All of these things trip up upper, non-technical management. I've seen it happen three times now, and I'm sure I'll see it again at some point.

Maybe this will help you in illuminating the issues with your own management.

Redundancy in the Cloud

Strange as it might be to contemplate, but imagine what would happen if AWS went into receivership and was shut down to liquidate assets? What would that mean for your infrastructure? Project? Or even startup?

It would be pretty bad.

Startups have been deploying preferentially on AWS or other Cloud services for some time now, in part due to venture-capitalist push to not have physical infrastructure to liquidate should the startup go *pop* and to scale fast should a much desired rocket-launch happen. If AWS shut down fully for, say, a week, the impact to pretty much everything would be tremendous.

Or what if it was Azure? Fully debilitating for those that are on it, but the wide impacts would be less.

Cloud vendors are big things. In the old physical days we used to deal with the all-our-eggs-in-one-basket problem by putting eggs in multiple places. If you're on AWS, Amazon is very big about making sure you deploy across multiple Availability Zones and helping you become multi-region in the process if that's important to you. See? More than one basket for your eggs. I have to presume Azure and the others are similar, since I haven't used them.

Do you put your product on multiple cloud-vendors as your more-than-one-basket approach?

It isn't as easy as it was with datacenters, that's for sure.

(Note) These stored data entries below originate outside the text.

PR #4181, opened 2024-10-02
[account] New slots and sub-components

### LINKED ISSUE #4179: [Account] Rename `menuItems` slot to `popoverContent`
### Steps to reproduce

"menuItems" is confusing, it sounds like the only thing you can render in there is a menu.

Maybe we it could use extra demo with content that is not just a menu?

### Current behavior

_No response_

### Expected behavior

_No response_

### Context

https://discord.com/channels/1131323012554174485/1248515176626524200/1290737976934010880

### Your environment

<details>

This approach can work if you treat the Cloud vendors as nothing but Virtualization and block-storage vendors. The multiple-datacenter approach worked in large part because colos sell only a few things that impact the technology (power, space, network connectivity, physical access controls), though pricing and policies may differ wildly. Cloud vendors are not like that, they differentiate in areas that are technically relevant.

Do you deploy your own MySQL servers, or do you use RDS?
Do you deploy your now MongoDB servers, or do you use DynamoDB?
Do you deploy your own CDN, or do you use CloudFront?
Do you deploy your own Redis group, or do you use SQS?
Do you deploy your own Chef, or do you use OpsWorks?

The deeper down the hole of Managed Services you dive, and Amazon is very invested in pushing people to use them, the harder it is to take your toys and go elsewhere. Or run your toys on multiple Cloud infrastructures. Azure and the other vendors are building up their own managed service offerings because AWS is successfully differentiating from everyone else by having the widest offering. The end-game here is to have enough managed services offerings that virtual private servers don't need to be used at all.

Deploying your product on multiple cloud vendors requires either eschewing managed-services entirely, or accepting greater management overhead due to very significant differences in how certain parts of your stack are managed. Cloud vendors are very much Infrastructure-as-Code, and deploying on both AWS and Azure is like deploying the same application in Java and .NET; it takes a lot of work, the dialect differences can be insurmountable, and the expertise required means different people are going to be working on each environment which creates organizational challenges. Deploying on multiple cloud-vendors is far harder than deploying in multiple physical datacenters, and this is very much intentional.

It can be done, it just takes drive.

  • New features will be deployed on one infrastructure before the others, and the others will follow on as the integration teams figure out how to port it.
  • Some features may only ever live on one infrastructure as they're not deemed important enough to go to all of the effort to port to another infrastructure. Even if policy says everything must be multi-infrastructure, because that's how people work.
  • The extra overhead of running in multiple infrastructures is guaranteed to become a target during cost-cutting drives.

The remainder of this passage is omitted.